# Polish On Top of CA Finish?



## jac42779 (Mar 24, 2010)

I was wandering what anyone might use if anything on top of a CA Finish. I watched a demostration on youtube and they used a plastic polish on top of the CA. Wander what a friction polish would do on top of a CA finish?


----------



## CaptG (Mar 24, 2010)

Jason, welcome to the site from Michigan.  I use EEE polish after micro mesh, then Brasso.  And friction polish on top of ca does give it a great shine.


----------



## warreng8170 (Mar 24, 2010)

I always use Mequiar's PlastX after MM'ing through 12000. I use a small piece of old t-shirt and flood it with polish then spin the lathe at top speed. Then wipe down with a clean piece of t-shirt.

*edit* I would help if I actually spelled the product right


----------



## Dan26 (Mar 24, 2010)

Hi Jason. I use Meguiar's PlastX plastic polish after CA. It seems to do a great job.


----------



## barrysj (Mar 24, 2010)

Ditto on the Meguiar's....phenomenal shine.  I use to MM for 30 min trying to get that perfect shine...now its 10 min of MM and 45 seconds of polish!

-Dude


----------



## jac42779 (Mar 24, 2010)

Thanks for the welcoming guys. Where do you buy the Meguiars PlastX polish?


----------



## ldb2000 (Mar 24, 2010)

jac42779 said:


> I was wandering what anyone might use if anything on top of a CA Finish. I watched a demostration on youtube and they used a plastic polish on top of the CA. Wander what a friction polish would do on top of a CA finish?


 

I think you are misunderstanding what a polish like Plastic polish and a friction polish are . a Friction polish is a shellac based "Finish" which you are correct "goes on top of" the sealer coat as a finish but wears off rather quickly . 
Plastic Polish is a compound that polishes an already existing finish , like CA or Lacquer or poly ... It is used as a way of removing fine scratch patterns from previous sanding steps . It is a liquid form of sandpaper but with very very fine grit .


----------



## warreng8170 (Mar 24, 2010)

jac42779 said:


> Thanks for the welcoming guys. Where do you buy the Meguiars PlastX polish?

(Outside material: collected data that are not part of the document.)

PR #600, opened 2025-08-27
docs: add note for MathJax filter removal

arslanashraf7:
None, Just adds a note for future.

- Add a note that we should remove this filter when edx us also using v3 of MathJax

- [ ] Desktop screenshots


asadali145 (approved):
LGTM!

PR #603, opened 2025-09-03
chore: bump AIChat bundle to fix problem selection

arslanashraf7:
None

- Bumps the AI Chat bundle to include the fix for the problem selection issue. The issue was that the AI chat would let users send messages without selecting the problem, that would end up in error. This fixes it.
- Converts some more .error logs to .info
- Makes the chat bundle accept any updated patch versions so that we do not have to bump them every time 

https://github.com/user-attachments/assets/ca40eb03-cda8-460c-863f-21c1038de922

- [ ] Desktop screenshots

### How can this be tested?
- Setup a course with tutor XBlocks in it with the appropriate course ID set
- Reproduce the issue on the pervious chat block version
- Now, Install the chat xblock from this PR and see that the problem selection problem is fixed and the message can't be sent without selecting the problem


asadali145 (approved):
LGTM!

sovsey:
@arslanashraf7 @jonkafton how would we know when a smoot design patch release is on RC? So that we can test before Prod?

asadali145 (approved):
LGTM!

Any Advance Auto or AutoZone should have it.


----------



## boxerman (Mar 24, 2010)

You can get at Wal-mart for around $8.00


----------



## jac42779 (Mar 24, 2010)

Thanks for the help guys! I will pick up some Maguiars PlastX and give that a try.


----------



## CHICAGOHAND (Mar 24, 2010)

How long is everyone letting C.A. cure before wet sanding and polishing with plastic polish???????


----------



## Phunky_2003 (Mar 24, 2010)

CHICAGOHAND said:


> How long is everyone letting C.A. cure before wet sanding and polishing with plastic polish???????


 
I use an excellerator and wet sand and polish afterwards.  Seems to work great for me.  I have seen others say they wait overnight.  Personal preference I guess.


----------



## bradh (Mar 25, 2010)

CHICAGOHAND said:


> How long is everyone letting C.A. cure before wet sanding and polishing with plastic polish???????

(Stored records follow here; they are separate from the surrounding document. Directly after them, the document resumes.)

PR #615, opened 2025-09-18
feat: create github repo on course creation

marslanabdulrauf:
https://github.com/mitodl/hq/issues/6962

This PR:
1. adds receivers to create Github repo(if enabled) on course creation signal
2. creates Github repo(if enabled) on course re-run creation

### Screenshot

image

### How can this be tested?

I find you get a little better gloss if you let the CA cure for a few hours before you polish.


----------



## JimB (Mar 25, 2010)

I wait 24 hours before final sanding and polishing but I know others don't wait at all.


----------



## lazyguy (Mar 26, 2010)

Some time ago I picked up this buffing kit at HF and I am sure I paid less so likely it was a sale. Either way one day while staring at a blank on the lathe that I was not satisfied with the a light bulb came on. I use the rouge bar in a very *un-orthodox* method by applying directly to the piece then work it with a piece of denim. I then buff out with a clean spot on my cloth and check for happiness. If not happy I repeat the process. I then follow up with Johnson’s paste wax basically to clean up any residue left by the rouge. The bar will likely last for a thousand blanks it doesn’t require much if your sanding and or MM was done right. Even if not done right it will polish those little inclusions, divots and pits so that while they are still there they are just glossy as the “upper” surface.


----------



## bitshird (Mar 26, 2010)

JimB said:


> I wait 24 hours before final sanding and polishing but I know others don't wait at all.


I wait at least until the next morning, probably any thing over a few hours is good, even with accelerator, depending on how much build up you have accelerator is only going to work on the surface, or just under it. I've found my finishes are more durable if I wait to wet sand and polish and I wind up with less blush.


----------



## Rangertrek (Mar 26, 2010)

On top of a CA finish or on acrylic, I use Novus 2 fine scratch remover and then MAAS metal polish.  Novus is a bit expensive; but, I have used the same bottle for over a year now, a little goes a long way.  Same for the MAAS polish, I am still using the same tube for over a year and a half.


----------